Issue #5616, opened 2025-12-09
Log-Statements for updating/creating/deleting/cloning projects should contain assigned teams


ElenaStroebele:
### Current Behavior

Currently, the log messages for updating/creating/deleting/cloning projects only contain the project uuid, name and version. 

### Proposed Behavior

The log messages should also contain assigned team(s) if specified.

### Checklist

- [x] I have read and understand the [contributing guidelines](https://github.com/DependencyTrack/dependency-track/blob/master/CONTRIBUTING.md#filing-issues)
- [x] I have checked the [existing issues](https://github.com/DependencyTrack/dependency-track/issues) for whether this enhancement was already requested

nscuro:
See https://github.com/DependencyTrack/dependency-track/pull/5617#issuecomment-3660123044

PR #5617, opened 2025-12-09
Added projectAccessTeams to log statements.

ElenaStroebele:
### Description
Added the projectAccessTeams to the logging statements if projects are created/updated etc. in ProjectResource.java via MDC.

### Addressed Issue
Addressed issue #5616.

### Additional Details
Used ChatGPT and Copilot to understand existing codebase and suggest changes. 

### Checklist

### DIFF
--- a/src/main/java/org/dependencytrack/common/MdcKeys.java
+++ b/src/main/java/org/dependencytrack/common/MdcKeys.java
@@ -36,6 +36,7 @@ public final class MdcKeys {
     public static final String MDC_PROJECT_NAME = "projectName";
     public static final String MDC_PROJECT_UUID = "projectUuid";
     public static final String MDC_PROJECT_VERSION = "projectVersion";
+    public static final String MDC_PROJECT_TEAMS = "projectTeams";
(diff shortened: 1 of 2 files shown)


ElenaStroebele:
@nscuro Please consider this PR in release 4.13.7 .

nscuro:
@ElenaStroebele What is the underlying requirement for this? I am a bit confused as to what this is supposed to achieve.

ElenaStroebele:
> @ElenaStroebele What is the underlying requirement for this? I am a bit confused as to what this is supposed to achieve.

@nscuro This was a workaround for the following issue: #1409 in the /frontend repository which lead to projects missing an assigned team due to a bug in the code of the create-modal. Since I found the solution to the problem, this fix here is no longer a priority, though I think it would add some information for the future, to be able to identify problems with the assigned teams easier and faster. Let me know what you think! If this is not a beneficial feature to DT at all, I will close this issue.

nscuro:
Then I'd prefer to close this. There could be similar situations for other fields and we can't add log fields for all of them. If there is a need for more visibility then we'll need to think about a more thorough audit logging solution, but that should be generally applicable and not on a field-by-field basis.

* * * * * * * * *

◆ **HOW TO COMPLETE THIS TASK**
Every entry above should be duplicated exactly.

◆ **EXERCISE RESPONSE**
Issue #5616, opened 2025-12-09
Log-Statements for updating/creating/deleting/cloning projects should contain assigned teams


ElenaStroebele:
### Current Behavior

Currently, the log messages for updating/creating/deleting/cloning projects only contain the project uuid, name and version. 

### Proposed Behavior

The log messages should also contain assigned team(s) if specified.

### Checklist

- [x] I have read and understand the [contributing guidelines](https://github.com/DependencyTrack/dependency-track/blob/master/CONTRIBUTING.md#filing-issues)
- [x] I have checked the [existing issues](https://github.com/DependencyTrack/dependency-track/issues) for whether this enhancement was already requested

nscuro:
See https://github.com/DependencyTrack/dependency-track/pull/5617#issuecomment-3660123044

PR #5617, opened 2025-12-09
Added projectAccessTeams to log statements.

ElenaStroebele:
### Description
Added the projectAccessTeams to the logging statements if projects are created/updated etc. in ProjectResource.java via MDC.

### Addressed Issue
Addressed issue #5616.

### Additional Details
Used ChatGPT and Copilot to understand existing codebase and suggest changes. 

### Checklist

### DIFF
--- a/src/main/java/org/dependencytrack/common/MdcKeys.java
+++ b/src/main/java/org/dependencytrack/common/MdcKeys.java
@@ -36,6 +36,7 @@ public final class MdcKeys {
     public static final String MDC_PROJECT_NAME = "projectName";
     public static final String MDC_PROJECT_UUID = "projectUuid";
     public static final String MDC_PROJECT_VERSION = "projectVersion";
+    public static final String MDC_PROJECT_TEAMS = "projectTeams";
(diff shortened: 1 of 2 files shown)


ElenaStroebele:
@nscuro Please consider this PR in release 4.13.7 .

nscuro:
@ElenaStroebele What is the underlying requirement for this? I am a bit confused as to what this is supposed to achieve.

ElenaStroebele:
> @ElenaStroebele What is the underlying requirement for this? I am a bit confused as to what this is supposed to achieve.

@nscuro This was a workaround for the following issue: #1409 in the /frontend repository which lead to projects missing an assigned team due to a bug in the code of the create-modal. Since I found the solution to the problem, this fix here is no longer a priority, though I think it would add some information for the future, to be able to identify problems with the assigned teams easier and faster. Let me know what you think! If this is not a beneficial feature to DT at all, I will close this issue.

nscuro:
Then I'd prefer to close this. There could be similar situations for other fields and we can't add log fields for all of them. If there is a need for more visibility then we'll need to think about a more thorough audit logging solution, but that should be generally applicable and not on a field-by-field basis.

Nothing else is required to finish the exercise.